Draw an HTML box where you want to place the header, and set it to position:Fixed in Window, 100% width, 0, 0 top left. Fill it with a color so it is opaque, and preview in a browser. It should look like your example (minus the tasteful header graphic).
Now draw another HTML box position:absolute and 100% width beginning at a point just below your main menu. Double-click inside this box and choose Insert / HTML Item from the main menu. Click on this inline element and use the Inspector to set its width to 100%. Give it a background color. Double-click below it to get a new text cursor, and type some text. At the end of this text, choose Insert / HTML item again.

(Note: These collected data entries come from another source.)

PR #15, opened 2020-07-15
Knowledge horizons take into account updated event resolution after resampling

Flix6x:
This PR addresses what I would consider a bug when resampling. The knowledge time of events was not properly updated after resampling, because it was anchored to the start of an event. In the new default case, knowledge times are anchored to the end of an event.

Consider the following case: when resampling 24 hourly events (each with a knowledge time at the end of the hour) to a single event lasting 24 hours, the knowledge time was still 1 hour after the start of the event. However, the expected outcome is that the new knowledge time is at the end of the new event, so 24 hours after the start of the event. Our new code takes into account the updated event_resolution when determining a knowledge time and/or horizon.


timely_beliefs/sensors/func_store/knowledge_horizons.py
```diff
@@ -1,25 +1,40 @@
...
 from datetime import datetime, timedelta
 
 from timely_beliefs.sensors.utils import datetime_x_days_ago_at_y_oclock
 
 
+def timedelta_for_end_of_event(
+    event_start: Optional[datetime], event_resolution: timedelta
+) -> Union[timedelta, Tuple[timedelta, timedelta]]:
+    """Knowledge horizon always matches the negative event_resolution.
+    This knowledge horizon is anchored to the event_end.
```
nhoening, line 14: What does it mean if two timedeltas come back?

timely_beliefs/sensors/func_store/knowledge_horizons.py
```diff
@@ -1,25 +1,40 @@
...
 from typing import Optional, Tuple, Union
 from datetime import datetime, timedelta
 
 from timely_beliefs.sensors.utils import datetime_x_days_ago_at_y_oclock
 
 
+def timedelta_for_end_of_event(
+    event_start: Optional[datetime], event_resolution: timedelta
+) -> Union[timedelta, Tuple[timedelta, timedelta]]:
+    """Knowledge horizon always matches the negative event_resolution.
```
nhoening, line 13: Neither the function name nor the docstring really explain (for me) what the function does. Given the event_start and event_resolution, we can compute the knowledge horizon, right?

Maybe the function name needs to mention the knowledge horizon?

timely_beliefs/beliefs/classes.py
```diff
@@ -84,7 +84,8 @@ def __init__(
         elif "belief_time" in kwargs:
             belief_time = tb_utils.enforce_tz(kwargs["belief_time"], "belief_time")
             self.belief_horizon = (
-                self.sensor.knowledge_time(self.event_start) - belief_time
+                self.sensor.knowledge_time(self.event_start, self.event_resolution)
```
nhoening, line 87: I see that the event resolution of a belief trumps the event resolution of a sensor. In other words, the sensor's event resolution is used as fallback, right?

Is that documented? In the Readme, I can't even find information about event resolution of beliefs...

timely_beliefs/sensors/func_store/knowledge_horizons.py
nhoening: I see now the documentation at the top of the module, but developers often don't look there when they check a function. It's still a bit opaque to me what these bounds represent.

timely_beliefs/beliefs/classes.py
Flix6x: The documentation does contain information about even resolutions, but does not yet explain any distinction between the event resolution of the BeliefsDataFrame and the event resolution of the sensor. I find your written questions very useful for writing such new documentation. I'll add it.

Also, you helped me uncover a bug, because `sensor.knowledge_time()` was still sometimes called without specifying the updated event resolution.

timely_beliefs/sensors/func_store/knowledge_horizons.py
Flix6x: Revised accordingly.

timely_beliefs/sensors/func_store/knowledge_horizons.py
Flix6x: I made getting bounds a separate function argument, and clarified all docstrings of these knowledge horizon functions.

Repeat these steps until you have all of your content “layers”. Click once on your header and choose Item / Bring to Front from the main menu.

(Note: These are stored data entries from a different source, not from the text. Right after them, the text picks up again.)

Issue #16, opened 2020-07-28
A true mixin approach for subclassing db classes


nhoening:
The current mechanism for subclassing timely-beliefs classes (e.g. `Sensor`) uses [single-table inheritance](https://docs.sqlalchemy.org/en/13/orm/inheritance.html#single-table-inheritance).

However, one drawback of this method is that the table name cannot be chosen independently (e.g. the table needs to be called "sensor"). 

A cleaner way to achieve the primary feature we want to support might be [Mixin classes](https://docs.sqlalchemy.org/en/13/orm/extensions/declarative/mixins.html).

What are these features we should support?

- Users can persist timely-beliefs data to a DB with little work on their own in a new project. This works [in a project of ours](https://github.com/SeitaBV/weatherforecaststorage/blob/3757e6df2011b04820ef8a579ad947ddad986a80/weatherforecast/utils/dbconfig.py#L18). Classes can be made with extra fields and the line `TBBase.metadata.create_all(engine)` creates all tables. This is also documented in the current Readme.
- Users can make their own choices about table names. This is particularly crucial if timely beliefs is used in an existing project.

It seems we could capture current functionality in a true Mixin and still offer the single inheritance approach in a class which uses the mixin but also suggests a table name.

PR #17, opened 2020-08-03
A true mixin approach for subclassing db classes

nhoening:
See #16.

We need a clearer way for the use cases where the user doesn't want to simply use the tables as proposed by timely_beliefs, but has their own table names etc.


.flake8
```diff
@@ -0,0 +1,5 @@
+[flake8]
```
Flix6x, line 1: We also have a setup.cfg file than has some flake8 settings. I would recommend keeping all these config settings in that file, so possible conflicts (e.g. file length) can be identified within a single file.

.isort.cfg
```diff
@@ -0,0 +1,9 @@
+[settings]
```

Now you should have a structure like this:
+--------------------+
| fixed header |
+--------------------+
+--------------------+
| wrapper |
| +----------------+ |
| | inline div | |
| | | |
| +----------------+ |
| some text |
| +----------------+ |
| | inline div | |
| | | |
| +----------------+ |
| more text |
| +----------------+ |
| | inline div | |
| | | |
| +----------------+ |
| even more text |
+--------------------+
(if you’re looking at this in Mail, it will look fairly messed up, please look on the Web for a properly-formatted ASCII-gram of what I mean.)
The Background Supersizer will put a complete background behind everything, and it will hold absolutely still while you scroll. The inline content inside a position:absolute wrapper will scroll beneath the fixed header. Anywhere there is a solid background foreground element, it will obscure the background image, and anywhere you have only text (or a DIV with no background defined) you will see through that foreground element to the background.

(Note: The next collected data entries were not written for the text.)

PR #21, opened 2020-08-10
Small fix and usage conveniences for mixin support

Flix6x:
Explicit parameters preferred over kwargs.
Don't init Base in mixin.
Simplify import of mixins.

### DIFF
--- a/timely_beliefs/beliefs/classes.py
+++ b/timely_beliefs/beliefs/classes.py
@@ -53,35 +53,47 @@ class TimedBelief(object):
         sensor: Sensor,
         source: Union[BeliefSource, str, int],
         value: float,
-        **kwargs
+        cumulative_probability: Optional[float] = None,
+        cp: Optional[float] = None,
+        sigma: Optional[float] = None,
+        event_start: Optional[datetime] = None,
+        event_time: Optional[datetime] = None,
+        belief_horizon: Optional[timedelta] = None,
+        belief_time: Optional[datetime] = None,
     ):
         self.sensor = sensor
         self.source = source_utils.ensure_source_exists(source)
         self.event_value = value
 
-        if "cumulative_probability" in kwargs:
-            self.cumulative_probability = kwargs["cumulative_probability"]
-        elif "cp" in kwargs:
-            self.cumulative_probability = kwargs["cp"]
-        elif "sigma" in kwargs:
-            self.cumulative_probability = (
-                1 / 2 + (math.erf(kwargs["sigma"] / 2 ** 0.5)) / 2
-            )
+        if [cumulative_probability, cp, sigma].count(None) not in (2, 3):
+            raise ValueError("Must specify either cumulative_probability, cp, sigma or none of them (0.5 is the default value).")
+        if cumulative_probability is not None:
+            self.cumulative_probability = cumulative_probability
+        elif cp is not None:
+            self.cumulative_probability = cp
+        elif sigma is not None:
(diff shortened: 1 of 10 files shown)


Flix6x:
We haven't release v0.0.10 yet, so we could still include this.

timely_beliefs/beliefs/classes.py
```diff
@@ -162,11 +174,34 @@ def sensor_id(cls):
...
+        sigma: Optional[float] = None,
+        event_start: Optional[datetime] = None,
+        event_time: Optional[datetime] = None,
+        belief_horizon: Optional[timedelta] = None,
+        belief_time: Optional[datetime] = None,
+    ):
         self.sensor_id = sensor.id
         self.source_id = source.id
-        TimedBelief.__init__(self, sensor=sensor, source=source, value=value, **kwargs)
-        Base.__init__(self)
```
Flix6x, line 169: This is actually the small fix: a tb Base is initialized where it shouldn't be. It's a bit hidden within this change list, so that's why this comment is here.

nhoening:
Btw, I'm not sure why we use the this version level. For releases of this size, we could use the second, i.e. 0.1

Am 10. August 2020 22:10:29 MESZ schrieb Felix Claessen <notifications@github.com>:
>We haven't release v0.0.10 yet, so we could still include this.
>
>-- 
>You are receiving this because you are subscribed to this thread.
>Reply to this email directly or view it on GitHub:
>https://github.com/SeitaBV/timely-beliefs/pull/21#issuecomment-671563623

-- 
Diese Nachricht wurde von meinem Android-Gerät mit K-9 Mail gesendet.

timely_beliefs/beliefs/classes.py
nhoening: I believe you're correct. This want caught because Base was imported to the file, but I'm not sure what calling Base.__init__ really did in the Mixin. Thanks!

timely_beliefs/tests/test_db_subclassing.py
```diff
@@ -82,9 +82,20 @@ def source_id(cls):
...
+        self,
+        sensor: DBSensor,
+        source: DBBeliefSource,
+        happiness: float = None,
+        **kwargs
+    ):
         self.happiness = happiness
         TimedBeliefDBMixin.__init__(self, sensor, source, **kwargs)
+        [
+            kwargs.pop(key, None)
```
nhoening, line 95: Is this line always need when creating a DB class based on a mixin? I'm not sure I get what this doing so please add a comment.

Flix6x: This is a small experiment in giving developers maximum flexibility. One of the benefits of passing kwargs to a super class is that a developer can change the function signature of the super class without breaking sub classes. In this case there are 2 super classes, which actually have different keyword arguments. I'm assuming no arguments are named the same (we could check that actually), and take out any named arguments used by the first super class to avoid having the second super class complain about keyword arguments it doesn't recognize. This way, the benefit I mentioned works for both super classes.

That said, there are also [popular arguments](https://stackoverflow.com/questions/14626279/inheritance-best-practice-args-kwargs-or-explicitly-specifying-parameters) against passing kwargs to a super class, and for being explicit about the function parameters that each super class needs. I restricted this usage of kwargs to the test only, and for the actual implementation I went with explicit function parameters for maximum documentation. Note that the readme example still uses kwargs (for brevity), but all kwargs go the mixin (and none to `Base`).

I'll add a comment to the test as you suggested.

It’s a very simple layout trick once you have your head wrapped around it.
Now to make the “page” appear centered within the alternating stripes and clear bits, you can insert a third layer of inline DIV within the second-level elements (labeled inline div in the ASCII-gram). Set this item to Align: center and give it a fixed width. Then put your actual content inside that, not just inline within the second-level div. This will give you a 100% width to fill the browser, but a fixed content width (so you don’t end up with ultra-wide lines of text which nobody can read).
Walter
On Jun 22, 2013, at 3:59 PM, Julie Maxwell wrote:
ok…
so best beginning steps to this are? just so we / I am on the same page
On Jun 22, 2013, at 3:43 PM, Walter Lee Davis email@hidden wrote:
Walk before you run. You can make a responsive version of this, but first understand the layout structure in a fixed-width design.
Walter
On Jun 22, 2013, at 3:32 PM, Julie Maxwell wrote:
can it be done also in backdraft or is the box model responsive also?